Over three days, the organization’s “gender thinkers” began reflecting on what the organization has accomplished since we revised the gender policy in 2013. One of our main achievements has been a set of internal standards – the Gender Minimum Standards – that guide our teams on our common approach to including gender and addressing gender issues in our work and organization. During the workshop, Gender Champions shared the impact of implementing the Gender Minimum Standards in their offices:

  • The Gender Champion from Mauritania showed how communicating in more gender sensitive ways has created a positive and open environment in the office, for instance by ensuring the use of examples and photos that include a variety or genders and ages.

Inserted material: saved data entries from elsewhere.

PR #1691, opened 2016-03-31
Check consumed pools prior to attaching.

### LINKED ISSUE #1670: Unable to run rhel_subscribe playbook multiple times
It fails because once you run it the first time, the pool becomes part of the consumed pools for the system, so subsequent runs of `Retrieve the OpenShift Pool ID` fail because the pool doesn't show up in `subscription-manager list --available --matches="{{ rhel_subscription_pool }}" --pool-only`

abutcher:
Also fail when we don't get a match in either available or consumed.

Resolves #1670

### DIFF
--- a/roles/rhel_subscribe/tasks/main.yml
+++ b/roles/rhel_subscribe/tasks/main.yml
@@ -37,8 +37,19 @@
   register: openshift_pool_id
   changed_when: False
 
+- name: Determine if OpenShift Pool Already Attached
+  command: subscription-manager list --consumed --matches="{{ rhel_subscription_pool }}" --pool-only
+  register: openshift_pool_attached
+  changed_when: False
+  when: openshift_pool_id.stdout == ''
+
+- fail:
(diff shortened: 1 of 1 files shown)


ncdc:
Appears to work, although I think it ended up reattaching me to the pool instead of skipping over it

abutcher:
If more than 1 pool matches `rhel_subscription_pool` the role will keep tacking them on.

sdodson:
The error this is fixing matches this?
```
TASK: [rhel_subscribe | Attach to OpenShift Pool] *****************************                  
fatal: [ose3-master.example.com] => One or more undefined variables: list object has no element 0
fatal: [ose3-node2.example.com] => One or more undefined variables: list object has no element 0 
fatal: [ose3-node1.example.com] => One or more undefined variables: list object has no element 0 
```

abutcher:
@sdodson Yeah, this should fix that.

detiber:
@abutcher any issues with this merging?

abutcher:
@detiber Nope. The role needs more work wrt attaching the right pool when multiple match but this is okay.

PR #1692, opened 2016-03-31
Fix openshift_node_lables for aws bin/cluster

detiber:


bitwalker:
:+1 thanks again for the help!

detiber:
@lhuard1A can you review this change? it looks like we were failing to set some variables we were using in the config playbook after launching the instances, causing the config playbook to fail on newly provisioned hosts.

PR #1693, opened 2016-03-31
Adding list editing support to yaml editor

kwoodson:


roles/lib_openshift_api/build/generate.py
```diff
@@ -27,18 +28,23 @@
...
+                        'src/edit.py',
+                        'ansible/edit.py',
+                       ],
         }
 
 
 def main():
     ''' combine the necessary files to create the ansible module '''
-    openshift_ansible = ('../library/')
+    library = os.path.join(OPENSHIFT_ANSIBLE_PATH, '../library/')
```
twiest: Are you sure this is the right way to do this?

I thought it should be something more like this (so that the library puts the path together for us):
```
library = os.path.join(OPENSHIFT_ANSIBLE_PATH, '..', 'library')
```

roles/lib_yaml_editor/build/src/yedit.py
```diff
@@ -47,20 +75,52 @@ def add_entry(data, keys, item):
...
+            elif isinstance(data, dict):
+                if arr:
+                    keys = keys.split('[')[0]
+                    data[keys][int(arr[0])] = item
+
+                else:
+                    data[keys] = item
 
 
+    # pylint: disable=too-many-branches,too-many-return-statements
```
twiest: I'm not a fan of disabling too-many-branches. We should make smaller, more cohesive functions. This makes it so that they can be more easily too.

roles/lib_yaml_editor/build/src/yedit.py
```diff
@@ -47,20 +75,52 @@ def add_entry(data, keys, item):
...
     @staticmethod
     def get_entry(data, keys):
```
twiest: get_entry, delete_entry and add_entry container a lot of the same functionality to find the specific part of the dictionary to act on. That code needs to be shared. Here it's repeated over and over.

roles/lib_openshift_api/build/ansible/edit.py
```diff
@@ -0,0 +1,78 @@
+# pylint: skip-file
+
+# pylint: disable=too-many-branches
```
twiest: Why is this needed?

roles/lib_openshift_api/library/oc_secret.py
```diff
@@ -248,21 +279,24 @@ def check_def_equal(user_def, result_def, debug=False):
 
         return True
 
+#import os, yaml, re
```
twiest: remove

twiest:
:+1:

PR #1695, opened 2016-04-01
Fixing bugs 1322788 and 1323123

brenton:


playbooks/common/openshift-cluster/upgrades/v3_1_to_v3_2/containerized_upgrade.yml
```diff
@@ -1,7 +1,7 @@
 - include_vars: ../../../../../roles/openshift_node/vars/main.yml
 
 - name: Update systemd units
-  include: ../../../../../roles/openshift_node/tasks/systemd_units.yml openshift_version=g_aos_versions.avail_version
+  include: ../../../../../roles/openshift_node/tasks/systemd_units.yml openshift_version=v{{ g_aos_versions.avail_version }}
```
brenton: @detiber, this is the thing I mentioned to you that was probably never working correctly but was masked by variable precedence previously.

brenton:
@detiber, PTAL.

When I was digging into these bugs it made the most sense to move `openshift_version` to the `defaults/main.yml`.  My understanding is that those variables have the lowest of all precedence.  Given that I would need to very carefully override `openshift_version` during the upgrade I wanted to make it absolutely clear that the value I'm passing in on the role overrides whatever possible default could be set.

brenton:
aos-ci-test

playbooks/common/openshift-cluster/upgrades/v3_1_to_v3_2/containerized_upgrade.yml
detiber: hah, nice!

roles/openshift_common/defaults/main.yml
```diff
@@ -1,3 +1,4 @@
 ---
 openshift_cluster_id: 'default'
 openshift_debug_level: 2
+openshift_version: "{{ openshift_pkg_version | default('') }}"
```
detiber: Do we want to allow this to be overridden by users?

detiber: just fully read the comment you tagged me in, nevermind...

brenton: I don't really see why not.  It would definitely be an advanced scenario.

sdodson:
aos-ci-test

brenton:
aos-ci-test

arilivigni:
aos-ci-test

brenton:
aos-ci-test

PR #1703, opened 2016-04-04
a-o-i: Update README

smunilla:
Update to the readme file to reflect the new, better method for installing
the quick-installer from source


detiber:
I would suggest that we also add a set of instructions for how to run directly from the source tree, similar to: https://github.com/ftl-toolbox/ansible-swagger-generator/blob/master/README.md#running-from-source

By using the virtualenv and running `python setup.py develop` it allows you to better test changes as you are developing.

PR #1705, opened 2016-04-04
Add support for creating secure router

abutcher:
* Adds option for specifying an `openshift_hosted_router_certificate` cert and key pair.
* Removes dependency on node label variables and retrieves the node list from the API s.t. this role can be applied to any cluster with existing nodes. I've added an openshift_hosted playbook that occurs after node install to account for this.
* Infrastructure nodes are selected using `openshift_hosted_router_selector` which is based on deployment type by default; openshift-enterprise -> "region=infra" and online -> "type=infra".

Inventory options
```
# OpenShift Router Options
# 
# An OpenShift router will be created during install if there are
# nodes present with labels matching the default router selector,
# "region=infra". Set openshift_node_labels per node as needed in
# order to label nodes.
# 
# Example:
# [nodes]
# node.example.com openshift_node_labels="{'region': 'infra'}"
# 
# Router selector (optional)
# Router will only be created if nodes matching this label are present.
# Default value: 'region=infra'
#openshift_hosted_router_selector='region=infra'
# 
# Router replicas (optional)
# Unless specified, openshift-ansible will calculate the replica count
# based on the number of nodes matching the openshift router selector.
#openshift_hosted_router_replicas=2
#
# Router certificate (optional)
# Provide local certificate paths which will be configured as the
# router's default certificate.
#openshift_hosted_router_certificate={"certfile": "/path/to/router.crt", "keyfile": "/path/to/router.key"}
```

Example playbook
```
- name: Create hosted resources
  hosts: oo_first_master
  roles:
  - role: openshift_hosted
    openshift_hosted_router_certificate:
      certfile: /path/to/my-router.crt
      keyfile: /path/to/my-router.key
    openshift_hosted_router_registryurl: 'registry.access.redhat.com/openshift3/ose-haproxy-router:v3.0.2.0'
    openshift_hosted_router_selector: 'type=infra'
```

@dak1n1 @detiber ptal


playbooks/common/openshift-cluster/config.yml
```diff
@@ -31,6 +31,6 @@
 
 - include: ../openshift-master/config.yml
 
-- include: additional_config.yml
-
 - include: ../openshift-node/config.yml
+
+- include: additional_config.yml
```
detiber: I'm not sure I'm a fan of this...  having additional config happen before nodes was kind of nice.

roles/openshift_router/tasks/main.yml
```diff
@@ -1,10 +1,66 @@
...
+  command: >
+    {{ openshift.common.client_binary }} --api-version='v1' -o json
+    get nodes -n default --config={{ openshift.common.config_base }}/master/admin.kubeconfig
+  register: openshift_router_nodes_json
+
+- name: Collect nodes matching router selector
+  set_fact:
+    openshift_router_nodes: >
+      {{ (openshift_router_nodes_json.stdout|from_json)['items']
+         | oo_oc_nodes_matching_selector(openshift.router.selector) }}
```
detiber: What if we have an optional variable to pass in for a list of nodes? That would allow for initial installation to still run this role prior to nodes being installed.

detiber:
Overall, outside of wanting to avoid pushing additional config to after the nodes I like where this is going.

One alternative I can think of, is to separate out things like router/registry/logging/metrics and doing those in a post-node step instead of moving all of additional_config

roles/openshift_router/tasks/main.yml
abutcher: Yeah I'm cool with that, I was also thinking some folks might just want to tell us the replicas without us checking labels...

playbooks/common/openshift-cluster/config.yml
abutcher: I'm okay with separating router/registry/etc from additional_config but what is nice about running additional config before nodes?

detiber: There is the flannel config, the service account creation, the manageiq integraion, openshift_examples, etc.

Also, at some point we want to declare failure if < x% of nodes fail to install, at which point none of the additional_config would be completed.

roles/openshift_router/tasks/main.yml
detiber: yeah, good call.

playbooks/common/openshift-cluster/config.yml
abutcher: Oy, yeah as things stand some of that will need to be separated. I'd like to see service accounts become dependencies on the roles that needs them and maybe flannel be a conditional dep for master.

detiber: Agreed on the refactoring, I just don't want to hold up this PR for that large of a change

abutcher:
aos-ci-test

abutcher:
aos-ci-test

playbooks/common/openshift-cluster/config.yml
```diff
@@ -34,3 +34,5 @@
 - include: additional_config.yml
 
 - include: ../openshift-node/config.yml
+
+- include: openshift_router.yml
```
detiber: Should this playbook be called openshift_hosted instead?

I'm also wondering if we should take this opportunity to rename the openshift_router role to openshift_hosted to start the consolidation of the "hosted" roles into a openshift_hosted role...

roles/openshift_facts/library/openshift_facts.py
```diff
@@ -403,16 +403,18 @@ def set_master_selectors(facts):
...
     """
+    deployment_type = facts['common']['deployment_type']
+    if deployment_type == 'online':
+        selector = "type=infra"
+    else:
+        selector = "region=infra"
+
+    if 'router' in facts:
+        if 'selector' not in facts['router']:
+            facts['router']['selector'] = selector
```
detiber: There should probably be a migration to move any existing value of openshift.master.router_selector to openshift.router.selector as well.

roles/openshift_facts/library/openshift_facts.py
```diff
@@ -1411,7 +1413,8 @@ class OpenShiftFacts(object):
                    'etcd',
                    'hosted',
                    'master',
-                   'node']
+                   'node',
+                   'router']
```
detiber: router should probably live under the hosted role, instead of a new role.

roles/openshift_router/meta/main.yml
```diff
@@ -12,4 +12,4 @@ galaxy_info:
   categories:
   - cloud
   dependencies:
-  - openshift_facts
+  - openshift_common
```
detiber: hmm, I'm wondering if the common role is enough here to make this fully standalone...  But at the same time, I wouldn't want to pull in the openshift_master playbook here either.

abutcher:
aos-ci-test

abutcher:
aos-ci-test

filter_plugins/oo_filters.py
```diff
@@ -601,36 +664,38 @@ def oo_persistent_volumes(hostvars, groups, persistent_volumes=None):
...
-        for component in hostvars['openshift']['hosted']:
-            kind = hostvars['openshift']['hosted'][component]['storage']['kind']
-            create_pv = hostvars['openshift']['hosted'][component]['storage']['create_pv']
-            if kind != None and create_pv:
-                if kind == 'nfs':
-                    host = hostvars['openshift']['hosted'][component]['storage']['host']
-                    if host == None:
-                        if len(groups['oo_nfs_to_config']) > 0:
-                            host = groups['oo_nfs_to_config'][0]
+        if 'hosted' in hostvars['openshift']:
```
detiber: We may want to see if we can clean this up at some point in the future, this is going to get big and hairy as we continue to add storage types.

abutcher: It sure is

roles/openshift_facts/library/openshift_facts.py
```diff
@@ -63,7 +63,16 @@ def migrate_local_facts(facts):
     migrated_facts = copy.deepcopy(facts)
     return migrate_docker_facts(migrated_facts)
 
-
+def migrate_master_facts(facts):
```
detiber: Should this be migrate_hosted_facts instead?

filter_plugins/oo_filters.py
detiber: I'm actually thinking that a template may be a better fit, especially for the hosted components.

detiber: Either way, just something to think about, no reason to block this PR on it :)

roles/openshift_facts/library/openshift_facts.py
abutcher: Renamed

detiber:
lgtm

detiber:
aos-ci-test

abutcher:
@brenton ptal

PR #1707, opened 2016-04-05
Commenting post-install change implicatations for the sample inventories

brenton:


brenton:
Once we know my comments are accurate I'll copy them to the other sample inventory files.

inventory/byo/hosts.ose.example
```diff
@@ -225,10 +260,14 @@ openshift_master_identity_providers=[{'name': 'htpasswd_auth', 'login': 'true',
 #
 # Signing secrets, used to authenticate sessions using
 # HMAC. Recommended to use secrets with 32 or 64 bytes.
+#
+# Changing this post deployment will invalidate all tokens.
```
brenton: @liggitt Are these two comments about session secrets accurate?

liggitt: it invalidates login sessions (in progress logins), not OAuth tokens

inventory/byo/hosts.ose.example
```diff
@@ -201,6 +233,9 @@ openshift_master_identity_providers=[{'name': 'htpasswd_auth', 'login': 'true',
 # set RPM version for debugging purposes
 #openshift_pkg_version=-3.1.0.0
 
+# Explicitly set the tag that should be used for containerized installs
+#openshift_image_tag=v3.1.1.6
```
brenton: @dgoodwin, is this still the correct way to force a given image version?

dgoodwin:
Still the correct way yes, just not needed anymore for most users.

brenton:
I reviewed the current example hosts file and the current docs are even better than what this PR was originally trying to do.

PR #2965, opened 2016-12-09
Updated OpenShift Master iptables rules

mtnbikenc:
* Removed unneeded rules
* Moved etcd rule to conditional based on usage of embedded etcd

https://bugzilla.redhat.com/show_bug.cgi?id=1386329

### DIFF
--- a/playbooks/common/openshift-master/config.yml
+++ b/playbooks/common/openshift-master/config.yml
@@ -156,8 +156,6 @@
   - role: openshift_builddefaults
   - role: os_firewall
     os_firewall_allow:
-    - service: etcd embedded
-      port: 4001/tcp
     - service: api server https
       port: "{{ openshift.master.api_port }}/tcp"
     - service: api controllers https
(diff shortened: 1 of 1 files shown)


sdodson:
aos-ci-test

playbooks/common/openshift-master/config.yml
```diff
@@ -166,16 +164,11 @@
...
-      port: 2224/tcp
-    - service: Corosync UDP
-      port: 5404/udp
-    - service: Corosync UDP
-      port: 5405/udp
+  - role: os_firewall
+    os_firewall_allow:
+    - service: etcd embedded
+      port: 4001/tcp
+    when: embedded_etcd | bool
```
abutcher: We could check this as `groups.oo_etcd_to_config | default([]) | length == 0`. There's also an `openshift.master.embedded_etcd` fact which is equivalent and arrived at similarly.

mtnbikenc:
aos-ci-test

mtnbikenc:
@abutcher thanks for the tip on the var
@detiber All the tests look good now

PR #2973, opened 2016-12-13
Set metrics url even if metrics_deploy is false

AlbertoPeon:
Follow up of  #2938 

Allow to set the `metricsPublicUrl` in the master configuration without the need of deploying the metrics with Ansible.

@dgoodwin I've done it in the way you proposed, using an extra variable that is only set when `openshift_hosted_metrics_deploy`is `true` or when `openshift_hosted_metrics_public_url` is explicitly set in the inventory file. Could you verify?

Thanks!

### DIFF
--- a/roles/openshift_hosted_metrics/tasks/install.yml
+++ b/roles/openshift_hosted_metrics/tasks/install.yml
@@ -128,5 +128,5 @@
   modify_yaml:
     dest: "{{ openshift.common.config_base }}/master/master-config.yaml"
     yaml_key: assetConfig.metricsPublicURL
-    yaml_value: "{{ openshift_hosted_metrics_public_url }}"
+    yaml_value: "{{ openshift_hosted_metrics_deploy_url }}"
   notify: restart master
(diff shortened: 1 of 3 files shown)


dgoodwin:
bot, test pull request

sdodson:
aos-ci-test

AlbertoPeon:
It is not clear to me why the test failed to complete. The error I can see is:
```
PLAY [nodes] *******************************************************************

fatal: [10.8.170.51]: UNREACHABLE! => {"changed": false, "msg": "Failed to connect to the host via ssh: ssh: connect to host 10.8.170.51 port 22: No route to host\r\n", "unreachable": true}
ok: [10.8.170.6]
```
In any case, it doesn't seem relevant to this pull request. 

Could someone review why the test didn't pass? @sdodson 

Thanks!

AlbertoPeon:
Hi @dgoodwin @sdodson,

Could the test be run once again? The patch looks good IMHO.

ingvagabund:
aos-ci-test

abutcher:
aos-ci-test

abutcher:
ok to test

  • Through trainings and open discussions on topics such as sexual harassment and sexual exploitation in Canada, staff in the office continue to ask for more trainings and discussions to learn more about these complex and often silent issues
  • Our office in South Sudan, with a high ratio of male employees, has been able to hire more women because of actions taken to reduce barriers for women at work. One way the office did this was by creating a breastfeeding room where lactating women can pump and store their breast milk while at work.

While Action Against Hunger has made significant progress as an organization to address gender issues, we know that we can go further and working towards gender equality in the fight against hunger.
During the workshop, our Gender Champions discussed ways that we can be a more inclusive and diverse organization by considering the different needs and capacities of LGBTQ staff and staff with different abilities in our policies. This conversation was sparked by a panel discussion with representatives from organizations including UN Women, Amnesty International, Humanity and Inclusion, as well as a Professor and psychosociologist from Senegal.
Guided by Action Against Hungers’ monitoring, evaluation and learning experts, the Gender Champions also explored ways to track and analyze information specific to gender in our programming. For example, it is important for us to track the number of boys and girls that get treated in our nutrition sites in order to evaluate their rates of recovery and to learn about ways to improve our programming if there are noticeable differences between genders. One solution that was discussed during the workshop was creating standardized gender indicators for the entire organization, similar to those we employ in our nutrition programs.
This workshop not only created a space for important conversations around Action Against Hunger’s role in achieving gender equality and the fight against hunger, but it also allowed for Gender Champions to collaborate and share with one another. The Gender Unit is now working hard to capitalize and follow-up on the great ideas that came out of these three inspirational days.